The next morning at work, I received an e-mail from Buck. I made a scrunchy face and waited awhile before writing back. He had suggested at one point before our meeting that there was to be "no pressure" and, worst case scenario, we would probably make good friends. I convinced myself that yes indeed, we could be friends! So I wrote him back, all friendly-like. And then it got weird.

Buck: You're very funny and entertaining. What did you think?
Redhead: Why thank you. You're pretty funny too!
Buck: Thanks! I'm just funny? Nothing more? lol

Crap. He was fishing, and backing me into a corner while he was at it.

Redhead: It was an hour? I barely know you.
Buck: I can tell within the first fifteen minutes if I'm attracted to someone. You're very pretty and you have beautiful eyes!

Fuck. Friendship fail. ABORT!

Of course I resorted to doing what I do best: avoid. I told him I was very busy at work (always true) and backed away slowly. A day later, I received an e-mail from Buck on POF, asking if I'd lost interest. Why he would go back to POF to send me an e-mail when we had been communicating via other means is beyond me. I never understand it when they do that, and truth be told, it annoys me. It makes me feel like they are trying to keep tabs on my POF activity.

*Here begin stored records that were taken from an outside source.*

PR #1608, opened 2025-04-01
scx_layered: Use lookup_task_ctx_may_fail in non-critical paths

hodgesds:
In some situations scx_layered is exiting from failing to lookup the task_ctx. Use the more permissive lookup_task_ctx_may_fail in where scheduling decisions are not being made.

### DIFF
--- a/scheds/rust/scx_layered/src/bpf/main.bpf.c
+++ b/scheds/rust/scx_layered/src/bpf/main.bpf.c
@@ -573,7 +573,7 @@ int BPF_PROG(tp_cgroup_attach_task, struct cgroup *cgrp, const char *cgrp_path,
 			break;
 		}
 
-		if ((taskc = lookup_task_ctx(next)))
+		if ((taskc = lookup_task_ctx_may_fail(next)))
 			taskc->refresh_layer = true;
 	}
 
@@ -2915,7 +2915,7 @@ u64 antistall_set(u64 dsq_id, u64 jiffies_now)
 		if (!(p = bpf_task_from_pid(__p->pid)))
 			continue;
 
-		if (!(taskc = lookup_task_ctx(p)))
+		if (!(taskc = lookup_task_ctx_may_fail(p)))
 			goto unlock;
 
 		cur_delay = get_delay_sec(p, jiffies_now);


scheds/rust/scx_layered/src/bpf/main.bpf.c
```diff
@@ -2459,7 +2459,7 @@ void BPF_STRUCT_OPS(layered_stopping, struct task_struct *p, bool runnable)
 	s32 task_lid;
 	u64 runtime;
 
-	if (!(cpuc = lookup_cpu_ctx(-1)) || !(taskc = lookup_task_ctx(p)))
+	if (!(cpuc = lookup_cpu_ctx(-1)) || !(taskc = lookup_task_ctx_may_fail(p)))
```
hodgesds, line 2462: I'm not sure on this one, I'd assume stopping is always called so maybe this isn't required.

scheds/rust/scx_layered/src/bpf/main.bpf.c
```diff
@@ -573,7 +573,7 @@ int BPF_PROG(tp_cgroup_attach_task, struct cgroup *cgrp, const char *cgrp_path,
 			break;
 		}
 
-		if ((taskc = lookup_task_ctx(next)))
+		if ((taskc = lookup_task_ctx_may_fail(next)))
```
hodgesds, line 576: Since the leader `taskc` uses `lookup_task_ctx_may_fail` this should be fine.

scheds/rust/scx_layered/src/bpf/main.bpf.c
```diff
@@ -2915,7 +2915,7 @@ u64 antistall_set(u64 dsq_id, u64 jiffies_now)
 		if (!(p = bpf_task_from_pid(__p->pid)))
 			continue;
 
-		if (!(taskc = lookup_task_ctx(p)))
+		if (!(taskc = lookup_task_ctx_may_fail(p)))
```
likewhatevs, line 2918: Strongly oppose this one. It's better we get a failure due to task_ctx failure here than a stall which could happen due to a myriad of reasons. Maybe wait to see this be a problem before making this change.

htejun:
As a workaround, this is fine, but it'd be great if we understand why it's failing first and explain what we're working around in the comment. Just looking at the code, this isn't supposed to happen, no?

So my little brother and I had a conversation about the best way to handle the brush-off with these guys, because it seems like I can't win no matter what I do. If I ignore them, I'm an asshole, if I reply, I'm leading them on, and telling them directly makes me feel like a soul-crushing bitch. Little brother asked me how I prefer guys handle the situation with me, and I told him that if I don't hear from a guy within 2-3 days after a date, I know he's not interested and that's just fine with me. There is no awkward conversation involved, and I simply move on. He told me that I'm perfectly justified in handling it the same way then, so that's exactly what I'm going to do! If I'm not interested in seeing a guy again, I'm not going to communicate with him. Also, no more of this "friendship" trickery. I'm an asshole/problem solved! Oh little brother, whatever will I do when you're off fighting crime on the high seas? That's code for he joined the Canadian Navy :) and also :(

But I digress. Since date number one didn't go so well, I decided to line up date number two with a guy I had talked to a long time ago (basically when I first signed back up on Lava/POF), but had never met, due to conflicting schedules (he's a camera operator who often works odd hours) and bed bug madness.

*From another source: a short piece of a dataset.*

PR #1612, opened 2025-04-02
scx_p2dq: Avoid aggressive return on cpu selection

hodgesds:
Avoid returning early if there are no idle CPUs. Returning the previous CPU if there are no idle CPUs is overly aggressive and causes affinitized tasks to hang if there are no idle CPUs.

Last Thursday night, I found myself sitting at the corner of Bathurst and College, waiting for my date. He had just texted me that he was running about fifteen minutes late, so I called my brother (the other one. I have two. I'm the oldest. This is getting confusing, so I'm going to start calling them 1 and 2. Haha, they'll love that!) So 1 and I chatted for a few minutes, then I watched a chick on a bike almost get smoked by a taxi, and then some crazy dude started singing to me. Never a dull moment in Toronto.

I noticed a guy waiting on the south side of the street with a bike, and I realized it was my date, Camera Guy. I stood up and headed toward him. He was cute in a longish, rumpled red hair and freckles kinda way, and he looked as if he should be living a relaxed life somewhere on a beach in Vancouver.

We chatted as we walked west on College St., until we found a cute little Italian restaurant where we could chill on the patio and order some drinks. I tried Stella Artois, and I am not a fan. It tasted burnt to me, for some reason? I followed that up with a couple of Coronas.

We talked for a few hours, and I had a good time, but I wasn't sure if we had a romantic spark or a friendship spark. I did know that I would definitely go out with Camera Guy again to figure it out.

Our second date is tonight, and we plan to shoot some pool and drink some beer. Wish me luck!


Updates!

1. Cutie tried to call me yesterday, and I was having none of that. The voicemail was just a hang up.
2. Stinky McBad Breath keeps chatting me up on MSN (often a little flirty), as if I would give him another shot. Foolish boy. As long as I still have my sense of smell, that won't be happening.